All of the lines below should be output exactly as shown.

Collected data entries:
○ ○ ○
PR #9032, opened 2025-09-11
PDS Resolution From Handle

ETJeanMachine:
# Feature: PDS Resolution From Handle

This adds PDS resolution to the log-in flow, while preserving existing options to manually enter your PDS from the previous dialogue. This handles both PLC and web DID's in the resolution flow.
○ ○ ○
## Task result
PR #9032, opened 2025-09-11
PDS Resolution From Handle

ETJeanMachine:
# Feature: PDS Resolution From Handle

This adds PDS resolution to the log-in flow, while preserving existing options to manually enter your PDS from the previous dialogue. This handles both PLC and web DID's in the resolution flow.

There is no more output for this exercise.